"The fuck I am. I'm a human."
"Your father-"
"Was a sadist pig." Tommy stalked off. "So my good, kind, beat-to-death mother doesn't count, even though she contributed half my genes, gave birth to me, and raised me to be a man? A human man. I'm not one of them. Not that that means shit to you elves."
Wolf had never considered that the half-oni would think of themselves as human. How could he refute the difference that mindset made in a person? Making Tinker an elf had not changed her basically human outlook. If the half-oni had the capacity of human compassion, then it had to be logical that they could be revolted by the oni's lack of it.
"It means something to me," Wolf told Tommy.
Tommy stared at him again, as if trying to see into the inner workings of his mind. Perhaps he could. "We know that the plan is to kill all of us mixed blood alongside of the oni, but we're more willing to gamble on you elves being humane than the oni."
How ironic, that both sides were looking for humanity in the other.
"We don't want to be their slaves," Tommy continued. "We've had thirty years of that shit."
"Then why didn't you leave? There's a full planet for you 'humans' to go to."

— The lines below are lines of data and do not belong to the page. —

PR #99, opened 2018-04-21
Some implementations

AcK77:
- ICommonStateGetter
  * GetBootMode
- ISelfController
  * SetHandlesRequestToDisplay
- IServiceGetterInterface
- ISystemUpdateInterface
- IVulnerabilityManagerInterface
- IPrepoService
- ISettingsServer
  * GetLanguageCode
- ISystemSettingsServer
  * GetFirmwareVersion2
- IHOSBinderDriver
  * TransactParcelAuto

### DIFF
--- a/Ryujinx.Core/OsHle/Services/Set/ISettingsServer.cs
+++ b/Ryujinx.Core/OsHle/Services/Set/ISettingsServer.cs
@@ -34,9 +34,17 @@ namespace Ryujinx.Core.OsHle.Services.Set
         {
             m_Commands = new Dictionary<int, ServiceProcessRequest>()
             {
+                { 0, GetLanguageCode },
                 { 1, GetAvailableLanguageCodes     },
                 { 3, GetAvailableLanguageCodeCount }
             };
+        }
+
+        public static long GetLanguageCode(ServiceCtx Context)
+        {
+            Context.ResponseData.Write(1L); //en-US
+
+            return 0;
         }
 
         public static long GetAvailableLanguageCodes(ServiceCtx Context)
--- a/Ryujinx.Core/OsHle/Services/Set/ISettingsServer.cs
+++ b/Ryujinx.Core/OsHle/Services/Set/ISettingsServer.cs
@@ -1,5 +1,7 @@
 using Ryujinx.Core.OsHle.Ipc;
+using System;
 using System.Collections.Generic;
+using System.IO;
 
 namespace Ryujinx.Core.OsHle.Services.Set
 {
@@ -34,7 +36,7 @@ namespace Ryujinx.Core.OsHle.Services.Set
         {
             m_Commands = new Dictionary<int, ServiceProcessRequest>()
             {
-                { 0, GetLanguageCode },
+                { 0, GetLanguageCode               },
                 { 1, GetAvailableLanguageCodes     },
                 { 3, GetAvailableLanguageCodeCount }
             };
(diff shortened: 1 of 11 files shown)


Ryujinx.Core/OsHle/Services/Set/ISettingsServer.cs
```diff
@@ -34,11 +34,19 @@ public ISettingsServer()
         {
             m_Commands = new Dictionary<int, ServiceProcessRequest>()
             {
+                { 0, GetLanguageCode },
```
gdkchan: nit: Alignement of the closing `}`.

Tommy made a sound of disgust. "It's all so black and white to you elves? I don't get how you can live so long and not realize the world is full of gray. We didn't leave because we couldn't."
"Why couldn't you?"
"You can't just walk out at Shutdown. The U.N. has fences and guards and you have to have the right papers or they throw you in prison. And even if you get past the guards, you need a birth certificate and social security numbers and high school diplomas to live in United States. And you need money, or you're out on the street and starving."
"And you don't have these things?"
"The oni are masters of keeping power to themselves. They've got all the paperwork. They try to keep us from learning how to speak and read English. They know how much money we're making, and they'll beat we us half to death if they even suspect we're trying to keep a little on the side. We don't know how many oni there are in Pittsburgh - who is a disguised oni and who isn't - so we can't even turn to the humans for help. The oni spy on us as much as they spy on you."
Wolf wasn't sure if Tommy was telling him the truth, but certainly it would explain how the oni kept control of the half-breeds. He could see ways around the oni enslavement - until then he remembered that all the half-oni would have been born and raised in the oni control. A child could be kept ignorant, molded into believing it was helpless.
Tommy stopped him with a hand on his shoulder. The half-oni's ears twitched. Wolf caught an echo of harsh voices. He would have to accept it as real.
"There are oni ahead of us," Tommy whispered. "We can't go this way. I can only cloud their sight and they have noses like dogs."
Wolf nodded, and followed Tommy back to a tunnel they'd passed before. They went through a maze of turns and up a flight of stairs to go through another grate into a basement stacked high with cardboard boxes. The labels indicated that the boxes once held cans of food. Just as Wolf wondered if they still contained their original contents, Tommy opened a door and the smell of cooking food flooded over them.
Beyond the door was a large kitchen filled with Asians. A low right-angled counter divided the kitchen off from the restaurant's dining room. The long leg into the dining room was a bakery display case filled with buns and breads.
"What are you doing here, Tommy?" One of the cooks, an old man, asked in Mandarin as he took a tray of buns from the oven. "Bringing him here?"
"The oni are in the steam tunnels," Tommy answered in the same tongue.
"Ugh!" the old man grunted. "You get us all killed."
Wolf looked at the crowded kitchen. "These are all mixed bloods?"
"No." Tommy wove through the cooks. "These are all humans. That was my great-uncle."
A herd of children galloped into the kitchen from a back room. Some could pass as human - might even be fully human - but mixed in were children with horns and tails. With cries of dismay, in ones and twos, the adults yanked the children out of Wolf's path, leaving only one child standing alone.
The little female looked up at him fearlessly and he knew her. Zi.
"Hi." She cocked her head, puzzled by his presence. She had a cookie in either hand. She held one up to him. "Do you want a cookie?" And when he hesitated, she added. "I didn't drop it or anything."
"Thank you." Wolf took the cookie with his left hand and bowed slightly to her. "That is very nice of you."
"Come on." Tommy caught him by the left wrist, and said in rough low Elvish. "If oni find you here-they kill everyone."
"What is she doing here?" Wolf resisted being moved. He had demanded that the little female be kept away from people that would poison her against elves.